In Shane Collins v. American Bankers Insurance Company Of Florida, No. C23-1959-JCC, United States District Court, W.D. Washington, Seattle (August 29, 2024) the discovery dispute was resolved by the USDC finding the Plaintiff did not establish an impasse existed about the discovery discussions.
BACKGROUND
The record did not demonstrate an impasse, any subsequent conferral or attempt to confer, or any agreement in filing the Joint Submission.
DISCUSSION – Legal Standard
Parties may obtain discovery regarding any non privileged matter that is relevant to any party’s claim or defense and proportional to the needs of the case. If requested discovery is withheld inappropriately or goes unanswered, the requesting party may move to compel such discovery. The Court also has broad discretion to decide whether to compel discovery.
A party filing a motion to compel under Local Rule 37 may do so unilaterally or jointly. The joint option follows an expedited procedure and affords parties the benefit of same day noting. Importantly, the parties must affirmatively agree to utilize the expedited procedure.
The motion must include a certification that the moving party has “in good faith conferred or attempted to confer with the person or party failing to make disclosure or discovery in an effort to resolve the dispute without court action.” Fed.R.Civ.P. 37(a)(1).

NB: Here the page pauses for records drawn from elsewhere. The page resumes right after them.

PR #8834, opened 2022-12-12
Add isoinfo dependency for image extraction

bastian-src:
Refer to [Smart Proxy PR](https://github.com/theforeman/smart-proxy/pull/837).

Adds dependency `isoinfo` which is used to extract images.


evgeni:
Where is that package from? I don't see it in CentOS?

bastian-src:
ah thanks! I thought it would be only for debian `genisoimage`. Gonna change it accordingly!

bastian-src:
@evgeni this feature adds a folder  `/var/lib/foreman-proxy/tftp/system_images` to store OS iso images. 
Do you think it's okay to implement it with these static paths or is it better to create a variable for `{_sharedstatedir}/%{name}/tftp/system_images`? (I'll adapt the deb PR accordingly)

PR #8835, opened 2022-12-13
Send signal to only main process foreman-proxy on logrotate

adamruzicka:


adamruzicka:
We seem to already do this for debian

ekohl (approved):
We can probably move logrotate.conf to extras in smart-proxy.git, but that doesn't have to be done for this PR.

Could you create a Redmine for this so we can properly track its cherry picks?

PR #8843, opened 2022-12-15
Update rubygem-kubeclient and fog-kubevirt

dgoetz:
This is required for relaxing the dependency on http gem and to fix a vulnerability in kubeclient.

PR #8844, opened 2022-12-15
Bump rubygem-http to 5.1.0-1

laugmanuel:
needs: https://github.com/theforeman/foreman-packaging/pull/8845 and https://github.com/theforeman/foreman-packaging/pull/8847


laugmanuel:
This will break https://github.com/theforeman/foreman-packaging/blob/rpm/develop/packages/plugins/rubygem-kubeclient/rubygem-kubeclient.spec#L26-L27

Due to https://github.com/elastic/apm-agent-ruby/issues/922 we need `http >= 4.4.1` for `elastic-apm`, which in turn is needed for `foreman_supervisory_authority`.

dgoetz:
Requires https://github.com/theforeman/foreman-packaging/pull/8843

PR #8846, opened 2022-12-15
Add rubygem-ffi-compiler package

laugmanuel:


laugmanuel:
@dgoetz do you know how to overcome the obal lint error? Looks to me like this happens because the gem is new to the repo?

dgoetz:
It has to be added to in package_manifest.yaml in section foreman_plugin_packages to fix the error.

Also for some reason the script changed the order in the comps when executed by you, which should be avoided.

laugmanuel:
I'll reorder the changes and add the package to the manifest.

dgoetz (approved):
Looks good to me, but not sure if anything else is required for a new package, so I hope for a second approval.

ekohl (approved):
I think obal should do that by itself now, but I'll check after merging if CI fails and otherwise fix it.

PR #8847, opened 2022-12-15
Add rubygem-llhttp-ffi package

laugmanuel:
needs https://github.com/theforeman/foreman-packaging/pull/8846


laugmanuel:
Looks like it breaks on a similar part of the build as I mentioned in Foreman community:
```sh
cp: cannot stat './usr/lib64/gems/ruby/llhttp-ffi-0.4.0/llhttp-ffi/*.so': No such file or directory
```
http://koji.katello.org/kojifiles/work/tasks/1736/541736/build.log

Does anyone have a hint on how to fix this? @dgoetz , @ekohl ?

dgoetz:
When looking at the lines before I see one .so being build in /builddir/build/BUILD/llhttp-ffi-0.4.0/usr/share/gems/gems/llhttp-ffi-0.4.0/ext, but when I tried to copy from there I only hit another issue which made me think there is likely something else wrong, but I did not come up with a solution.

laugmanuel:
@ekohl do you have any idea on how to fix this problem or know anyone who does?

packages/plugins/rubygem-llhttp-ffi/rubygem-llhttp-ffi.spec
```diff
@@ -0,0 +1,88 @@
...
+%gem_install
+
+%install
+mkdir -p %{buildroot}%{gem_dir}
+cp -a .%{gem_dir}/* \
+        %{buildroot}%{gem_dir}/
+
+mkdir -p %{buildroot}%{gem_extdir_mri}/%{gem_name}
+cp -a .%{gem_extdir_mri}/gem.build_complete %{buildroot}%{gem_extdir_mri}/
+cp -a .%{gem_extdir_mri}/%{gem_name}/*.so %{buildroot}%{gem_extdir_mri}/%{gem_name}
```
ekohl, line 56: I'm not exactly sure why it's so inconsistent, but sometimes the .so file is in a directory, sometimes it's not. I think this is one example where it's not. If you grep for `gem_extdir_mri` you'll see there's not a clear preference for either one or the other.

This may work:

```suggestion
cp -a .%{gem_extdir_mri}/{gem.build_complete,*.so} %{buildroot}%{gem_extdir_mri}/
```

dgoetz: What worked as path for me:

```
cp -a %{buildroot}%{gem_instdir}/ext/x86_64-linux/*.so %{buildroot}%{gem_extdir_mri}/%{gem_name}
```

But then the tests fail:

```
+ ruby -e 'require '\''llhttp-ffi'\'''
/usr/share/rubygems/rubygems/core_ext/kernel_require.rb:83:in `require': cannot load such file -- llhttp-ffi (LoadError)
	from /usr/share/rubygems/rubygems/core_ext/kernel_require.rb:83:in `require'
	from -e:1:in `<main>'
```

ekohl: https://www.rubydoc.info/gems/llhttp-ffi/0.4.0 suggests the name that you need to require `llhttp`. Our template doesn't really cover that so it needs some additional work.

laugmanuel: I've changed the line as @dgoetz suggested. The build seems to work.

I've also changed the check line to match the resulting gem name (`llhttp`) - however, the check still fails. I'm wondering if the `*.so` file is indeed included and moved to the correct location?

PR #8870, opened 2023-01-02
find out foreman_min_version based on plugin code

evgeni:

### DIFF
--- a/bump_rpm.sh
+++ b/bump_rpm.sh
@@ -90,6 +90,16 @@ if [[ $CURRENT_VERSION != $NEW_VERSION ]] ; then
 		elif [[ -n $TEMPLATE ]] ; then
 			echo "* Updating requirements"
 			gem2rpm -t $ROOT/gem2rpm/$TEMPLATE.spec.erb *.gem | $SCRIPT_DIR/update-requirements specfile - $SPEC_FILE
+			if [[ $TEMPLATE == foreman_plugin ]]; then
+				UNPACKED_GEM_DIR=$(mktemp -d)
+				gem unpack --target "$UNPACKED_GEM_DIR" *.gem
+				PLUGIN_LIB="${UNPACKED_GEM_DIR}/${GEM_NAME}-${NEW_VERSION}/lib"
+				REQUIRES_FOREMAN=$(grep --recursive --no-filename requires_foreman $PLUGIN_LIB |sed -E 's/[^0-9.]//g')
+				if [[ -n $REQUIRES_FOREMAN ]]; then
+					sed -i "/%global foreman_min_version/ s/foreman_min_version.*/foreman_min_version $REQUIRES_FOREMAN/" $SPEC_FILE
+				fi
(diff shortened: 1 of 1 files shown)


bump_rpm.sh
```diff
@@ -90,6 +90,16 @@ if [[ $CURRENT_VERSION != $NEW_VERSION ]] ; then
 		elif [[ -n $TEMPLATE ]] ; then
 			echo "* Updating requirements"
 			gem2rpm -t $ROOT/gem2rpm/$TEMPLATE.spec.erb *.gem | $SCRIPT_DIR/update-requirements specfile - $SPEC_FILE
+			if [[ $TEMPLATE == foreman_plugin ]]; then
+				UNPACKED_GEM_DIR=$(mktemp -d)
+				gem unpack --target "$UNPACKED_GEM_DIR" *.gem
+				PLUGIN_LIB="${UNPACKED_GEM_DIR}/${GEM_NAME}-${NEW_VERSION}/lib"
+				REQUIRES_FOREMAN=$(grep --recursive --no-filename requires_foreman $PLUGIN_LIB |sed -E 's/[^0-9.]//g')
```
ekohl, line 97: I always forget - is `.` something you need to escape in sed or don't?

ekohl (commented):
I was thinking about this too, but wonder about a dependency generator..

You would still get a failing build if you're building assets so BuildRequires without a version would be a bit more expensive (you see it later than you'd like and it's not greppable), but you don't need to update it manually.

Of course, that could be a version 2 of this. This is already an improvement over what we have. My expectation is that for a few plugins we may chase the plugin author to increase the minimum version.

bump_rpm.sh
evgeni: Yes.
Inside a character group (`[…]`) no, outside yes.
What you *need* to escape inside a character group is a `-` as it otherwise denotes a range (as `0-9` above) *unless* it's the last character of the group…

evgeni:
> I was thinking about this too, but wonder about a dependency generator..
> 
> You would still get a failing build if you're building assets so BuildRequires without a version would be a bit more expensive (you see it later than you'd like and it's not greppable), but you don't need to update it manually.
> 
> Of course, that could be a version 2 of this. This is already an improvement over what we have. My expectation is that for a few plugins we may chase the plugin author to increase the minimum version.

I always found writing dependency generators (for RPMs) hard.

So yes, we could do that, but I am kinda not motivated to ;-)

ekohl (approved):
Let's try this out and see. We know this will break if they use non-trivial requires, but I haven't seen those so we can deal with it once we get there.

evgeni:
> Let's try this out and see. We know this will break if they use non-trivial requires, but I haven't seen those so we can deal with it once we get there.

Yeah, all I've seen based on a quick `git grep` across the org is `>= something` and `> something`, the later is an "bug" on it's own (it uses `> 1.6`, which for Ruby means 1.6.1+ or 1.6.0.1+, but for RPM it's already satisfied by 1.6.0)

PR #8878, opened 2023-01-03
Correct auto-requires generation to allow bundled gems in Ruby 2.7

evgeni:

### DIFF
--- a/packages/foreman/rubygem-mail/rubygem-mail.spec
+++ b/packages/foreman/rubygem-mail/rubygem-mail.spec
@@ -3,7 +3,7 @@
 
 Name: rubygem-%{gem_name}
 Version: 2.8.0
-Release: 1%{?dist}
+Release: 2%{?dist}
 Summary: Mail provides a nice Ruby DSL for making, sending and reading emails
 License: MIT
 URL: https://github.com/mikel/mail
@@ -15,6 +15,9 @@ BuildRequires: ruby >= 2.5
 BuildRequires: rubygems-devel
 BuildArch: noarch
 # end specfile generated dependencies
+
+# Prefer to consume net-smtp/net-imap/net-pop as a default gem
+Requires: ruby-default-gems < 3
 
 %description
 A really Ruby Mail handler.
@@ -30,6 +33,12 @@ Documentation for %{name}.
 
 %prep
 %setup -q -n  %{gem_name}-%{version}
+
+# On EL8 rubygem-net-smtp/imap/pop are bundled into ruby-libs package and
+# auto-generated dependencies will break dependency resolution
+%gemspec_remove_dep -g net-smtp
+%gemspec_remove_dep -g net-imap
+%gemspec_remove_dep -g net-pop
 
 %build
 # Create the gem as gem install only works on a gem file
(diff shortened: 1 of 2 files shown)


evgeni:
this now installs cleanly on an el8 box with `ruby:2.7` enabled.

packages/foreman/rubygem-mail/rubygem-mail.spec
```diff
@@ -16,6 +16,10 @@ BuildRequires: rubygems-devel
 BuildArch: noarch
 # end specfile generated dependencies
 
+# Prefer to consume net-smtp/net-imap/net-pop as a default gem
```
evgeni, line 19: There are no `Provides: bundled(rubygem-net-*)`, so I didn't add any `(Build)Requires` on that like we do for `racc`.

packages/foreman/rubygem-mail/rubygem-mail.spec
```diff
@@ -16,6 +16,10 @@ BuildRequires: rubygems-devel
...
+Requires: ruby-default-gems
```
ekohl, line 20: I think this should have a `< 3` to make sure they really are there.

packages/foreman/rubygem-mail/rubygem-mail.spec
```diff
@@ -16,6 +16,10 @@ BuildRequires: rubygems-devel
...
+BuildRequires: ruby-default-gems
```
ekohl, line 21: We don't run any tests so I'm not sure a build requires is actually needed?

packages/foreman/rubygem-mail/rubygem-mail.spec
evgeni: just mimicking what we have in `nokogiri.spec` ;)

https://github.com/theforeman/foreman-packaging/commit/0145c819e4f043896d9c6cf3e4b6733b6cd07a06

ekohl: That's because at least Ruby 3.1 still has racc in `ruby-default-gems` (and pretty sure 3.2 didn't drop it either).

evgeni: Watch me cursing at Ruby, Packaging, and moving things around. (Updated)

ekohl: It wouldn't be the first cursing in this area. I know I did my share.

evgeni:
```
[2023-01-03T10:30:52.309Z]       unresolved deps:
[2023-01-03T10:30:52.309Z]         ruby-default-gems < 3
```

what?

packages/foreman/rubygem-mail/rubygem-mail.spec
```diff
@@ -31,6 +34,12 @@ Documentation for %{name}.
 %prep
 %setup -q -n  %{gem_name}-%{version}
 
+# On EL8 rubygem-net-smtp/imap/pop are bundled into ruby-libs package and
```
ekohl, line 37: Just leaving it as a note here that if anyone ever gets back to this: technically it's not just EL8, but also anything else that packages Ruby < 3. Not that we support those, so close enough. We need to deal with this prior to EL9 anyway since there is no Ruby 2.7 there.

ekohl (changes requested):
I wonder why repoclosure is failing. I suspect its' modularity where it's picking up a newer version. Proper fix is to use modularity in repoclosure, but for now I'd exclude it here:
https://github.com/theforeman/foreman-packaging/blob/219ad5fabcb897fd0350cc0cd1889b1ac5526569/repoclosure/yum.conf#L54

ekohl (approved):

PR #8879, opened 2023-01-03
introduce a dynamic foreman:Depends instead of hard-coding versions

evgeni:

### DIFF
--- a/debian/bullseye/foreman/changelog
+++ b/debian/bullseye/foreman/changelog
@@ -1,3 +1,9 @@
+foreman (3.6.0-2) stable; urgency=low
+
+  * introduce a dynamic foreman:Depends instead of hard-coding versions
+
+ -- Evgeni Golov <evgeni@debian.org>  Tue, 03 Jan 2023 10:37:56 +0100
+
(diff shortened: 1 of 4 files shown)


evgeni:
This can be later used by something like:

```patch
diff --git plugins/ruby-foreman-tasks/debian/control plugins/ruby-foreman-tasks/debian/control
index 94e804ebb..331e0da9e 100644
--- plugins/ruby-foreman-tasks/debian/control
+++ plugins/ruby-foreman-tasks/debian/control
@@ -10,6 +10,6 @@ Package: ruby-foreman-tasks
 Architecture: all
 Conflicts: ruby-foreman-dynflow
 Replaces: ruby-foreman-dynflow
-Depends: ${misc:Depends}, bundler, foreman (>= 3.5.0~rc1), ruby-dynflow (>= 1.6.0)
+Depends: ${misc:Depends}, bundler, ${foreman:Depends}, ruby-dynflow (>= 1.6.0)
 Description: Tasks management engine for Foreman.
   Tasks management engine for Foreman. Gives you and overview of what's happening/happened in your Foreman instance.
```

ekohl (approved):

PR #8903, opened 2023-01-04
Update rubygem-foreman_azure_rm to 2.2.9

chris1984:
@ekohl here is the updated azure plugin gem


evgeni (approved):

evgeni:
@chris1984 does this need to be picked to any stable branches? if so, would you please open the cherry pick PRs?

PR #267, opened 2015-01-23
Update ARCHITECTURE.md

eccegordo:
fix broken links to parser.js
[parser.js](packages/htmlbars-syntax/lib/parser.js)

ast.js link also seems to be broken, but not sure where it is suppose to go.


rwjblue:
Can you squash the commits?

PR #273, opened 2015-01-30
Add hook for extracting protocol from URLs

tomdale:
In order to sanitize potentially dangerous URLs that contain executable
behavior (e.g. “javascript:” URLs), we need to determine the protocol.

Unfortunately, URL parsing is notoriously error-prone, so we want to use
the host environment’s native functionality such that the protocol we
report is the same as what it will act upon.

In this case, we expose a `protocolForURL` hook that uses a generated
`<a>` element to set its `href` and check the resulting `protocol`. A
Node.js implementation could fall back to using the `url` package that
is included in the standard library.

### DIFF
--- a/packages/morph/lib/dom-helper.js
+++ b/packages/morph/lib/dom-helper.js
@@ -403,4 +403,16 @@ prototype.parseHTML = function(html, contextualElement) {
   }
 };
 
+var parsingNode;
+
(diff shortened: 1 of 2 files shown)


mmun:
:+1:

rwjblue:
Will release shortly.

PR #277, opened 2015-02-01
WIP Add a failing test demonstrating IE8 space shifting

mixonic:
This test highlights a bug in IE8 shifting spaces onto previous text nodes. It fails as follows:

The `"ohhi "` text node is given the space text node, making it `"ohhi  "`. (*sigh* and github makes the two spaces after the second `ohhi` here a single space).

For the clone node repairing to handle this, it needs to support splitting the existing text nodes as well as injecting fresh blank text nodes.

An alternative solution would be not cloning the DOM in IE8 at all.

### DIFF
--- a/packages/dom-helper/tests/dom-helper-test.js
+++ b/packages/dom-helper/tests/dom-helper-test.js
@@ -404,7 +404,7 @@ test('#cloneNode deep', function(){
   equalHTML(node, '<div><span></span></div>');
 });
 
-test('dom node has empty text after cloning and ensuringBlankTextNode', function(){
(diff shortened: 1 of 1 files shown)


rwjblue:
I'm :+1: for disabling clone node in IE8.

mixonic:
After some discussion, it sounds like the ideal plan is to **disabled cloning the fragment on < IE9**. I believe this does not mean the repair code can be completely removed, but it can probably be sliced down.

The endgame here is getting Ember tests themselves to pass in IE8.

mixonic:
#278 addressed this.

PR #278, opened 2015-02-01
Only use `cloneNode` when appropriate

oneeman:
Will implement what's discussed in https://github.com/tildeio/htmlbars/pull/277.  However, I'm stuck without an IE8 VM at the moment, so am using saucelabs as my IE8 testing rig.  So I'm opening this PR before it's ready.  Will remove the WIP from the title and let you know when it's done.


oneeman:
ok, this is ready.  It was failing with IE8 before and passes now, and I verified that with chrome it does use `cloneNode` (i.e. that the feature detection doesn't give a false negative).

Because of the `env.useCacheFragment` condition, this will require changes in Ember to along with it, in order to use cloning normally.

mixonic:
Thanks @oneeman :-)

PR #279, opened 2015-02-02
DOMHelper's parseHTML now returns a document fragment

mmun:
Previously it would return a NodeList, now it returns a document fragment.


mmun:
Hmm... seems to be failing on some browsers.

rwjblue:
I believe that this is a transient IE8 failure, restarting.

mmun:
I'm curious to benchmark this code and try rewriting it without touching `childNodes`.

PR #282, opened 2015-02-03
[WIP] Reactive rerendering

wycats:
This is a WIP PR to implement React-inspired fast rerendering of HTMLBars templates.

One important improvement we can make over the React model is eliminating any work for static portions of the template. Because HTMLBars templates are declarative, not imperative like React's model, the compiled template knows which parts of the DOM can change (because they were created through `{{}}`s) and which parts will never change.

Compiled HTMLBars templates already separate out the process of building the static "skeleton" from the process of filling it in, and this PR allows us to update the dynamic portions of the result of a previous render. Conceptually, this allows us to run the same "rendering" code multiple times, making re-renders fast without having to expensively diff parts of the DOM that will never change.

Because conditionals and loops are **also** declarative, we can eliminate the cognitive overhead React requires when conditionally rendering content. Instead of requiring that the user [remember to insert `null` into a conditional slot](https://facebook.github.io/react/blog/2014/07/13/react-v0.11-rc1.html#rendering-to-null), the template engine will know the position of an `{{#if}}` block, regardless of whether the conditional is truthy or not. There is no way for the user to screw this up and produce an off-by-one misalignment, which circumvents the diffing algorithm and triggers a full re-render.

#### TODO

- [ ] ~~Make inline helpers render nodes~~
- [x] Provide render nodes to inline helpers
- [ ] Write a test for (and implement) re-rendering `{{yield}}` for components
- [x] Support simpler pass-thru rendering in block helpers (`options.render`)
- [ ] Investigate issue where first or last morph is shifted out of the way and has child morphs
- [x] Propagate `rootRenderNode` through the render node hierarchy
- [x] Implement infrastructure to support render node dirtying
- [ ] Implement general infrastructure for working with framework-provided "opaque values"
- [ ] Related to the previous bullet: generally make it easier to "subclass" the hooks, by separating "derived" hooks that delegate to "fundamental" hooks that must be overridden.
- [ ] Move shared helper functions into `utils`


wycats:
The implementation in this PR is **extremely** WIP, so don't let the implementation scare you :wink:

mkoxio:
looks amazing!

cibernox:
One question about how the diff-ing works. 
If an template contains a triple moustache {{{}}} where I output trusted HTML and I re-render that template, the content of that moustache will be diffed? 

That would be just beautiful.

mixonic:
@cibernox Others can correct me if I am wrong, but this work does not make any effort toward that aim.

In fact, most libraries the perform dom-diffing are performing dom-like-data-tree diffing. The "virtual DOM" as we call it. They don't actually parse HTML into DOM, they require you to use a DSL to write dom-like objects that are later translated into DOM.

Since a value inside a `{{{}}}` is an HTML string, the best way to parse it into DOM is going to be using `innerHTML`. This returns real DOM objects, we any implementation wouldn't be diffing a virtual dom-like data structure but actual DOM. There might be performance gains, but it is definitely unlike any diffing solution out there as I understand them.

Additionally, the case of `{{{}}}` is extremely rare. Ember applications use templates heavily, and it is there we can do the work of determining structure upfront (much as virtual-dom DSLs do) and make an incredible impact.

Hope that makes some sense!

stefanpenner:
> Since a value inside a {{{}}} is an HTML string, the best way to parse it into DOM is going to be using innerHTML. This returns real DOM objects, we any implementation wouldn't be diffing a virtual dom-like data structure but actual DOM. There might be performance gains, but it is definitely unlike any diffing solution out there as I understand them.

or just old{{{}}} === new{{{}}} :P

cibernox:
I imagined that. 

I had a very particular use-case where some cards contain safe HTML coming directly from a CMS. Although I can imagine a workaround. Converting the HTML to templates in runtime (I would have to include the HTMLBars compiler) and render views dinamically instead of using {{{}}}.

Sounds possible in my head :P

packages/htmlbars-compiler/lib/compiler.js
```diff
@@ -1,6 +1,7 @@
 /*jshint evil:true*/
 import { preprocess } from "../htmlbars-syntax/parser";
 import TemplateCompiler from "./template-compiler";
+import { wrap } from "../htmlbars-runtime/hooks";
```
rwjblue: shouldn't be importing from `htmlbars-runtime` from within `htmlbars-compiler` for anything other than tests (the runtime is not available within Ember for example).  If the wrap function needs to be shared and available to compiler (and ultimately to the consuming library) it should be in `htmlbars-utils`.

wycats: Nice. If `utils` is imported into both `runtime` and `compiler`, that's the right place for this for sure.

mmun:
Continued in #318.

A good faith effort to resolve discovery disputes requires an exchange of information until no additional progress is possible.
Plaintiff’s “Joint” Submission
Here, there is no indication that the parties agreed to file the LCR 37 Joint Submission. In fact, based on the record, it appears Plaintiff has entirely neglected the expedited procedure detailed in Local Rule 37 and proceeded without affirmative agreement from Defendant. Rather than share an initial draft with Defendant and allow Defendant seven days to insert its rebuttal, Plaintiff instead sent a final draft on July 31, 2024 and then only gave Defendant two days to respond.
Plaintiff ultimately filed the motion 12 days after it sent Defendant the “final” draft. However, the Court had no way of knowing if the parties agreed to or even complied with LCR 37’s procedural requirements in the meantime because the only record of discussion between the parties specifically regarding the motion is insignificant. Moreover, after receiving the purported final draft from Plaintiff, Defendant continued to question the need for a joint motion. The fact that Defendant questioned the need for a joint motion even after Plaintiff shared the purported final draft demonstrates the lack of agreement.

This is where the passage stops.